*** INFORMATION PROVIDED ***

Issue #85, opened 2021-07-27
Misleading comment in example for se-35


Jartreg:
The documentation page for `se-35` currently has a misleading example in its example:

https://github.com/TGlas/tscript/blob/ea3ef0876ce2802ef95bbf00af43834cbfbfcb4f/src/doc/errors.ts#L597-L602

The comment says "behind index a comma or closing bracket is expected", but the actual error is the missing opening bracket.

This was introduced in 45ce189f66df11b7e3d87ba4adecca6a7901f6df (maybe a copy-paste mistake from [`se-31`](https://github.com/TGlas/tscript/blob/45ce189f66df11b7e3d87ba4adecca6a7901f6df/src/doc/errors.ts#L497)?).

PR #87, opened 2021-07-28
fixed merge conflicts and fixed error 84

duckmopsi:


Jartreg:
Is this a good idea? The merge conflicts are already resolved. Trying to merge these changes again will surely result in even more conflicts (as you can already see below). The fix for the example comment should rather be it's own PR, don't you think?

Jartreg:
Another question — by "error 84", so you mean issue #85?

*** End of INFORMATION PROVIDED ***

* [TASK DESCRIPTION]
Give back exactly the lines from the line holding "This was introduced" through the last line of the listing, including both.

* [RESULT FOR THIS EXERCISE]
This was introduced in 45ce189f66df11b7e3d87ba4adecca6a7901f6df (maybe a copy-paste mistake from [`se-31`](https://github.com/TGlas/tscript/blob/45ce189f66df11b7e3d87ba4adecca6a7901f6df/src/doc/errors.ts#L497)?).

PR #87, opened 2021-07-28
fixed merge conflicts and fixed error 84

duckmopsi:


Jartreg:
Is this a good idea? The merge conflicts are already resolved. Trying to merge these changes again will surely result in even more conflicts (as you can already see below). The fix for the example comment should rather be it's own PR, don't you think?

Jartreg:
Another question — by "error 84", so you mean issue #85?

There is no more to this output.